For a general purpose optimization problem over a finite rectangle region, this paper pioneers a unified slot machine framework for global optimization by transforming the search for global optimizer(s) to the optimal strategy formulation of a bandit process in infinite policy sets and proves that two-armed bandit is enough. By leveraging the strategic bandit process-driven optimization framework, we introduce a new {\bf S}trategic {\bf M}onte {\bf C}arlo {\bf O}ptimization (SMCO) algorithm that coordinate-wisely generates points from multiple paired distributions and can be implemented parallel for high-dimensional continuous functions. Our SMCO algorithm, equipped with tree search that broadens the optimal policy search space of slot machine for attaining the global optimizer(s) of a multi-modal function, facilitates fast learning via trial and error. We provide a strategic law of large numbers for nonlinear expectations in bandit settings, and establish that our SMCO algorithm converges to global optimizer(s) almost surely. Unlike the standard gradient descent ascent (GDA) that uses a one-leg walk to climb the mountain and is sensitive to starting points and step sizes, our SMCO algorithm takes a two-leg walk to the peak by using the two-sided sampling from the paired distributions and is not sensitive to initial point selection or step size constraints. Numerical studies demonstrate that the new SMCO algorithm outperforms GDA, particle swarm optimization and simulated annealing in both convergence accuracy and speed. Our SMCO algorithm should be extremely useful for finding optimal tuning parameters in many large scale complex optimization problems.

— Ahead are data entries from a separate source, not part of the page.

PR #21, opened 2023-06-30
feat(redfish): Add strategy for redfish

jneo8:
- Add strategy for redfish
- enable redfish though the exporter config(need to verify the config value)
- Change name ipmi_hw_verifier to bmc_hw_verifier and add check for redfish

### DIFF
--- a/src/config.py
+++ b/src/config.py
@@ -35,6 +35,7 @@ class HWTool(str, Enum):
     SAS3IRCU = "sas3ircu"
     PERCCLI = "perccli"
     IPMI = "ipmi"
+    REDFISH = "redfish"
 
 
 TPR_RESOURCES: t.Dict[HWTool, str] = {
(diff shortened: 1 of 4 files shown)


Pjack (approved):

src/config.py
```diff
@@ -51,6 +52,7 @@ class HWTool(str, Enum):
     HWTool.SAS3IRCU: ["collector.lsi_sas_3"],
     HWTool.SSACLI: ["collector.hpe_ssa"],
     HWTool.IPMI: ["collector.ipmi_dcmi", "collector.ipmi_sel", "collector.ipmi_sensor"],
+    HWTool.REDFISH: ["redfish-collector"],
```
jneo8, line 55: @sudeephb 

Can you check if this the right settings?

sudeephb: It's `redfish.collector`

sudeephb (approved):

翻译：针对有限矩形区域上的一般目的优化问题，本文开创性地提出了一种用于全局优化的统一老虎机框架，通过将全局最优解的搜索转化为无限策略集中老虎机过程最优策略的构建，并证明双臂老虎机已足够。借助策略驱动的老虎机过程优化框架，我们提出了一种新的策略蒙特卡洛优化算法，该算法通过坐标方向从多组配对分布中生成采样点，并可并行实现以处理高维连续函数。我们的SMCO算法配备了树搜索机制，能够拓宽老虎机的最优策略搜索空间以获取多峰函数的全局最优解，通过试错机制实现快速学习。我们建立了老虎机设定下非线性期望的策略大数定律，并证明SMCO算法几乎必然收敛至全局最优解。与采用单腿行走方式爬山且对初始点及步长敏感的标准梯度下降上升算法不同，我们的SMCO算法通过配对分布的双侧采样实现双腿行走式寻峰，对初始点选择和步长约束均不敏感。数值研究表明，新SMCO算法在收敛精度与速度上均优于梯度下降上升算法、粒子群优化和模拟退火算法。该算法对于众多大规模复杂优化问题中的最优调参具有重要应用价值。